Convert between angular frequency (ω), frequency (f), and period (T) using ω = 2πf. Includes RPM, deg/s, and electromagnetic wavelength outputs.
Angular frequency (ω) measures how fast something oscillates or rotates in radians per second. It is related to ordinary frequency (f) by ω = 2πf and to the period (T) by ω = 2π/T. While frequency counts cycles per second, angular frequency counts radians per second, making it the natural unit for circular and sinusoidal motion.

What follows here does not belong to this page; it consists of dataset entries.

PR #9713, opened 2026-01-13
Add token verification for file upload paths

joshhanley:
## Summary

This PR signs temporary file upload paths with a short HMAC token. The token is verified before accepting paths, ensuring they were generated by the server for the current session.

## How it works

- When a file is uploaded, the returned path is signed with an 8-character token: `{token}:{path}`
- The token is generated using `hash_hmac('sha256', $path, app_key + session_id)`
- When `_finishUpload` is called, it regenerates the token and compares it
- Invalid or missing tokens result in a 403 response

## Changes

- **TemporaryUploadedFile.php** - Added `generateToken()`, `signPath()`, and `extractPathFromSignedPath()` methods
- **FileUploadController.php** - Signs paths after local uploads
- **GenerateSignedUploadUrl.php** - Signs paths for S3 uploads
- **WithFileUploads.php** - Verifies signed paths in `_finishUpload`
- **BrowserTest.php** - Added tests for rejection of forged/unsigned paths

I've also manually tested with both local and S3 uploads to ensure everything works as expected.

### DIFF
--- a/src/Features/SupportFileUploads/TemporaryUploadedFile.php
+++ b/src/Features/SupportFileUploads/TemporaryUploadedFile.php
@@ -249,6 +249,35 @@ class TemporaryUploadedFile extends UploadedFile
         return new static($filePath, FileUploadConfiguration::disk());
     }
 
+    /**
+     * Generate a short token for a given path using the app key and session ID.
+     * This ensures tokens are unique per session and cannot be forged without the app key.
+     */
+    protected static function generateToken(string $path): string
+    {
+        return substr(hash_hmac('sha256', $path, app('encrypter')->getKey() . session()->getId()), 0, 8);
+    }
+
+    public static function signPath(string $path): string
+    {
+        return static::generateToken($path) . ':' . $path;
+    }
+
+    public static function extractPathFromSignedPath(string $signedPath): string|false
+    {
+        if (! str_contains($signedPath, ':')) {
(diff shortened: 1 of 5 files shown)


calebporzio:
you're a legend Hanley

src/Features/SupportFileUploads/TemporaryUploadedFile.php
```diff
@@ -249,6 +249,35 @@ public static function createFromLivewire($filePath)
         return new static($filePath, FileUploadConfiguration::disk());
     }
 
+    /**
+     * Generate a short token for a given path using the app key and session ID.
+     * This ensures tokens are unique per session and cannot be forged without the app key.
+     */
+    protected static function generateToken(string $path): string
+    {
+        return substr(hash_hmac('sha256', $path, app('encrypter')->getKey() . session()->getId()), 0, 8);
```
casanasvictor: can you explain me how it supposed to work, like the session id is it supposed to be same when signPath function and extractPathFromSignedPath (_finishUpload), in my case im getting 2 different sessions and it result in error 403

i tested that in a multi-tenant app, no auth user, but i think none of that should be an issue, the url whne uploading a file is: ivewire-014d0d34/upload-file, different than the url i specify using  Livewire::setUpdateRoute.

also i testes using SESSION_DRIVER as file and database

PR #10267, opened 2026-05-07
[4.x] Fix CSS/JS module 404 by normalising component names with slashes

### LINKED ISSUE #10261: MFC sibling .css file not injected when component is resolved via component_namespaces (only works via component_locations)
### Livewire version

v4.3

### Laravel version

v12.58

### PHP version

5.4

Chrome on Windows

MFC (Multi-File Component) CSS co-location does not work when the component is resolved through a custom component_namespaces entry in config/livewire.php. The sibling .css file is silently ignored — no error, no warning, styles simply never reach the browser.
The exact same component with the exact same .css file works correctly when the component's directory is added to component_locations instead. This means the two resolution paths behave inconsistently: component_locations injects the sibling CSS, component_namespaces does not.

Steps to Reproduce

Register a custom namespace in config/livewire.php:

```
php'component_namespaces' => [
    'pages' => resource_path('views/pages'),
],
```

Create a MFC component under that path with a sibling .css file:

```
resources/views/pages/
└── my-component/
    ├── my-component.blade.php
    ├── my-component.php
    └── my-component.css   ← this file is never injected
```

Reference the component anywhere via its namespace:

blade`<livewire:dynamic-component component="pages::my-component" />`
{{-- or --}}
`<livewire:pages::my-component />`

Load the page and inspect the page source or browser `DevTools.`

Expected: The contents of my-component.css are injected into the page (same as documented MFC CSS co-location behavior).
Actual: The .css file is completely ignored. No styles are applied, no error is thrown.

Additional Context
The failure is completely silent. There is no exception, no log entry, and no browser console warning. This makes it very hard to diagnose — developers will assume their CSS is wrong and spend time debugging styles rather than the resolution path.
The documented MFC CSS co-location feature should work consistently regardless of how the component is resolved. If a component is found successfully (blade renders correctly), its sibling .css should be injected.

Directory structure used during investigation:
```
resources/views/pages/lastmile/invoices/
└── ⚡accountant-management/
    │   accountant-management.blade.php   ← CSS injected ✅ (page route)
    │   accountant-management.css
    │   accountant-management.php
    │
    └── modals/
        └── ⚡invoices-detail/
                invoices-detail.blade.php  ← CSS ignored ❌ (namespace-resolved child)
                invoices-detail.css
                invoices-detail.php
```
Parent loads the child as:
blade`<livewire:dynamic-component
    component="pages::lastmile/invoices/⚡accountant-management/modals/⚡invoices-detail"
    key="invoices-detail-modal" />`
The parent's CSS loads fine. The child's CSS never does.

_No response_

Workaround
Adding the same path to component_locations fixes the CSS injection:
```
php'component_locations' => [
    resource_path('views/components'),
    resource_path('views/livewire'),
    resource_path('views/pages'), // ← adding this makes the CSS work
],
```
However this is not a real fix — it requires duplicating the path in both config keys, and it may still not work for deeply nested child components loaded via <livewire:dynamic-component component="namespace::..."> inside a parent that was itself namespace-resolved.

joshhanley:
# The Scenario

A developer has multi-file components nested under bolt-prefixed directories at multiple levels, and references a deep child via `<livewire:dynamic-component>` with a slash-style component name. The component renders, but its sibling `.css` file is silently never loaded. No console warning, no exception, just no styles.

```blade
<livewire:dynamic-component
    component="pages::lastmile/invoices/⚡accountant-management/modals/⚡invoices-detail"
    key="invoices-detail-modal" />
```

# The Problem

The resolver accidentally tolerates non-canonical component names that contain `/` or `⚡` characters. The component renders fine and emits `wire:effects` with the slash-laden name intact. Downstream, the JS encoder at `js/features/supportCssModules.js` only substitutes `.`, `::`, and `:`:

```js
let encodedName = component.name
    .replace(/\./g, '--')
    .replace(/::/g, '---')
    .replace(/:/g, '----')
```

Slashes pass straight through into the asset URL. Laravel's `{component}` route parameter doesn't match across `/`, so the request 404s silently.

# The Solution

Component names should always be dotted with no `⚡` markers. Names that come in any other form (slash-separated paths, bolt-prefixed segments) are now rewritten to canonical form inside `Finder::normalizeName()`, just before the function returns:

```php
// Rewrite slash-style nested paths to canonical dot-notation and
// strip ⚡ markers so the same component is referenced by a
// single canonical name regardless of how it was written.
$nameComponentOrClass = preg_replace('/' . self::ZAP . '[\x{FE0E}\x{FE0F}]?/u', '', $nameComponentOrClass);
$nameComponentOrClass = str_replace('/', '.', $nameComponentOrClass);
```

That single rewrite happens before path resolution, name caching, and `$component->setName()`. So the canonical name is what flows through the snapshot, the asset URL, and the cache. The asset routes themselves are unchanged.

A developer who writes `pages::a/⚡b/⚡c` ends up with a component named `pages::a.b.c` everywhere it's surfaced.

Fixes #10261


calebporzio:
hmmm - i don't think we should be supporting that syntax for referencing a component in the first place right? we use dot notation and non zap emoji.

so if anything, i would expect this: `pages::lastmile/invoices/⚡accountant-management/modals/⚡invoices-detail` to be normalized to `pages::lastmile.invoices.accountant-management.modals.invoices-detail` internally.

So I say we don't take this patch ->where() route approach and instead ensure that component names are normalized internally.

make sense? thanks!

joshhanley:
@calebporzio yep, makes sense! I've updated it to normalise the name upfront and everything else now just works happily.

calebporzio:
great, thanks mate!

This calculator converts freely between angular frequency, frequency, and period. Enter any one value and instantly get the other two, along with derived quantities like RPM, degrees per second, and — for electromagnetic waves — the corresponding wavelength and photon energy. Preset buttons cover common scenarios from heartbeats to visible light.
Angular frequency appears throughout physics: in simple harmonic motion (x = A cos(ωt)), in AC circuits (V = V₀ sin(ωt)), in wave equations, and in quantum mechanics (E = ℏω). This calculator makes converting between the various representations quick and error-free. Check the example with realistic values before reporting.
Converting between frequency, angular frequency, and period is straightforward but tedious — especially when you also need RPM, degrees per second, or electromagnetic quantities. This calculator does all conversions instantly and provides a reference table spanning 15 orders of magnitude in frequency.
The photon energy output is a bonus for optics and quantum mechanics problems, connecting oscillation frequency to energy in both joules and electron-volts.
ω = 2πf = 2π/T. f = ω/(2π) = 1/T. T = 1/f = 2π/ω. RPM = f × 60. For EM waves: λ = c/f, E = hf.
Result: 376.99 rad/s
US mains AC at 60 Hz has angular frequency ω = 2π × 60 = 376.99 rad/s, with a period of 16.67 ms.
Angular frequency is a unifying concept across many branches of physics. In classical mechanics, it describes the oscillation rate of springs, pendulums, and rotating bodies. In electrodynamics, it characterizes the oscillation of electromagnetic fields. In quantum mechanics, it connects energy to oscillation through E = ℏω, one of the most profound relationships in physics.
Electrical engineers work with angular frequency daily when analyzing AC circuits. The impedance of capacitors (1/jωC) and inductors (jωL) depends directly on ω, making it the natural variable for frequency-domain analysis. In control theory, transfer functions are expressed in terms of jω, and Bode plots use ω as the horizontal axis.
The electromagnetic spectrum spans a remarkable range of frequencies: from radio waves at a few Hz to gamma rays at over 10²⁰ Hz. Each region has unique properties and applications. Radio and microwave frequencies are used for communication, infrared for thermal imaging, visible light for vision, ultraviolet for sterilization, X-rays for medical imaging, and gamma rays for cancer treatment.
Frequency (f) counts full cycles per second and is measured in Hz. Angular frequency (ω) counts radians per second and equals 2πf. One full cycle = 2π radians, so ω is always 2π times larger than f.
Angular frequency simplifies many physics equations. In SHM, x = A cos(ωt) is cleaner than x = A cos(2πft). In quantum mechanics, E = ℏω uses the reduced Planck constant naturally.
Multiply by 2π. For example, 60 Hz × 2π ≈ 376.99 rad/s.
Visible light ranges from about 2.7 × 10¹⁵ rad/s (red) to 4.7 × 10¹⁵ rad/s (violet), corresponding to frequencies of 430–750 THz.
ω (rad/s) = RPM × 2π/60. So 3600 RPM = 3600 × 2π/60 = 376.99 rad/s (same as 60 Hz).
ℏ = h/(2π) ≈ 1.055 × 10⁻³⁴ J⋅s. It appears naturally with angular frequency: E = ℏω = hf.